[ENTRIES SUPPLIED — start]

PR #490, opened 2024-08-19
L1 contract bytecode validation

vdamle:
Validate contract bytecode hashes for proxy & non-proxy contracts.

* if proxy contract, fetch implementation address and the bytecode of the implementation contract.
* if not a proxy contract, get the bytecode of the address.
* Since fault proof based contracts use immutables, their bytecode will be different on-chain depending on instantiation parameters. There will be a follow-on enhancement to mask immutables' bytecode before comparing against what's stored in the superchain registry.

Fixes: https://github.com/ethereum-optimism/superchain-registry/issues/405

Supersedes https://github.com/ethereum-optimism/superchain-registry/pull/438


validation/standard/standard-versions.toml
```diff
@@ -7,8 +7,4 @@ optimism_mintable_erc20_factory = "1.9.0"
 optimism_portal = "3.10.0"
 system_config = "2.2.0"
 protocol_versions = "1.0.0"
-anchor_state_registry = "1.0.0"
-delayed_weth = "1.0.0"
-dispute_game_factory = "1.0.0"
-fault_dispute_game = "1.2.0"
```
geoknee, line 13: I think we can keep these?

validation/uniqueness_test.go
```diff
@@ -94,7 +94,10 @@ func getGlobalChains() (map[uint]*uniqueProperties, error) {
 		for i, url := range chain.RPC {
 			normalizedURL, err := normalizeURL(url)
 			if err != nil {
-				return nil, err
+				// one of the chains is now throwing the error
+				// parse "https://hk.p.bifrost-rpc.liebi.com, wss://hk.p.bifrost-rpc.liebi.com/ws": invalid character " " in host name
+				continue
+				//return nil, err
```
geoknee, line 100: Do we want to commit this workaround? I believe the underlying problem is resolved.

validation/superchain-version_test.go
```diff
@@ -107,6 +122,63 @@ func getContractVersionsFromChain(list AddressList, client *ethclient.Client) (C
 	return cv, nil
 }
 
+// getContractBytecodeHashesFromChain pulls the appropriate bytecode from chain
+// using the supplied client (calling the version() method for each contract). It does this concurrently.
```
geoknee, line 126: I think this comment needs updating (copypaste error).

validation/superchain-version_test.go
```diff
@@ -30,29 +56,18 @@ func testContractsMatchATag(t *testing.T, chain *ChainConfig) {
 
 	versions, err := getContractVersionsFromChain(*Addresses[chain.ChainID], client)
 	require.NoError(t, err)
-	_, err = findOPContractTag(versions)
+	_, err = findOPContractTagInVersions(versions)
+	require.NoError(t, err)
+
+	bytecodeHashes, err := getContractBytecodeHashesFromChain(chain.ChainID, *Addresses[chain.ChainID], client)
+	require.NoError(t, err)
+	_, err = findOPContractTagInByteCodeHashes(L1ContractBytecodeHashes(bytecodeHashes))
```
geoknee, line 64: Is this type conversion necessary?

validation/superchain-version_test.go
```diff
@@ -107,6 +122,63 @@ func getContractVersionsFromChain(list AddressList, client *ethclient.Client) (C
...
+		}
+		results.Store(contractName, r)
+		wg.Done()
+	}
+
+	wg := new(sync.WaitGroup)
+
+	for _, contractName := range contractsToCheck {
+		contractAddress, err := list.AddressFor(contractName)
+		//log.Printf("contract address: %s", contractAddress)
```
geoknee, line 146: ✂️

validation/superchain-version_test.go
```diff
@@ -123,6 +195,67 @@ func getVersion(ctx context.Context, addr common.Address, client *ethclient.Clie
...
+}
+
+// getBytecodeHash will get the hash of the bytecode of a contract
+//   - at a given address, if the contract is not a proxy contract
+//   - at the proxy implementation contract's address, if the contract is a proxy contract (we currently use the name suffix to determine
+//     whether the contract is a proxy or not)
+func getBytecodeHash(ctx context.Context, chainID uint64, contractName string, targetContractAddr common.Address, client *ethclient.Client) (string, error) {
+
+	addrToCheck := targetContractAddr
+	proxyContract := strings.Contains(strings.ToLower(contractName), "proxy")
```
geoknee, line 241: Nit: I think you might be able to use `strings.HasSuffix()` here.

validation/superchain-version_test.go
```diff
@@ -181,39 +314,71 @@ func findOPContractTag(versions ContractVersions) ([]standard.Tag, error) {
...
+	prettyStandard, err := json.MarshalIndent(standard.BytecodeHashes, "", " ")
+	if err != nil {
+		return matchingTags, err
+	}
 
-			if field.String() == "" {
-				// Ignore any empty strings, these are treated as "match anything"
-				continue
-			}
+	err = fmt.Errorf("contract versions %s do not match any standard op-contracts tag %s", pretty, prettyStandard)
```
geoknee, line 341: Should we state "bytecode hashes" instead of "contract versions" here?

validation/superchain-version_test.go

[ENTRIES SUPPLIED — finish]

▸ WHAT TO DO:
Go through the records and report each line that contains "strings".

▸ TASK SOLUTION:
+	proxyContract := strings.Contains(strings.ToLower(contractName), "proxy")
geoknee, line 241: Nit: I think you might be able to use `strings.HasSuffix()` here.
-				// Ignore any empty strings, these are treated as "match anything"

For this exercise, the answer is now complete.